WHAT IS EXPECTED: Transcribe verbatim the span of lines that opens with the line containing "Add safety check for PNotoriety container" and closes with the last line of the data below.

-- WORKING DATA follows --

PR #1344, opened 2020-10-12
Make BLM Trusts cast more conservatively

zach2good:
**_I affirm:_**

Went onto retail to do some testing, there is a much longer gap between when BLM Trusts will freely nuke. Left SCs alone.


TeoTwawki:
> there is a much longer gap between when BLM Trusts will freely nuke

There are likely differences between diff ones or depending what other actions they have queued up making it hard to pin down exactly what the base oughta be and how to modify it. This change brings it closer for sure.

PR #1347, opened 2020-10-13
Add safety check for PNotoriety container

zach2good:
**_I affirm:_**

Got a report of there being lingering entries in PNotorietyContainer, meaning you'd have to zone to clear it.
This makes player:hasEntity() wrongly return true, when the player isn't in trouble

-- WORKING DATA concluded --

REPLY:
Add safety check for PNotoriety container

zach2good:
**_I affirm:_**

Got a report of there being lingering entries in PNotorietyContainer, meaning you'd have to zone to clear it.
This makes player:hasEntity() wrongly return true, when the player isn't in trouble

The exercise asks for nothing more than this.